Stored items
====================
PR #3076, opened 2019-09-03
docs: Add better documentation on third-party licenses

Pro:


jpfr:
Looks good!

The typo `thrid` appears two times.
The jsmn files should have an additonal license header on top of the code files.

Pro:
====================
## HOW TO COMPLETE THIS TASK
The data above needs to be given again exactly, with no line left out.

## ANSWER SPACE
PR #3076, opened 2019-09-03
docs: Add better documentation on third-party licenses

Pro:


jpfr:
Looks good!

The typo `thrid` appears two times.
The jsmn files should have an additonal license header on top of the code files.

Pro:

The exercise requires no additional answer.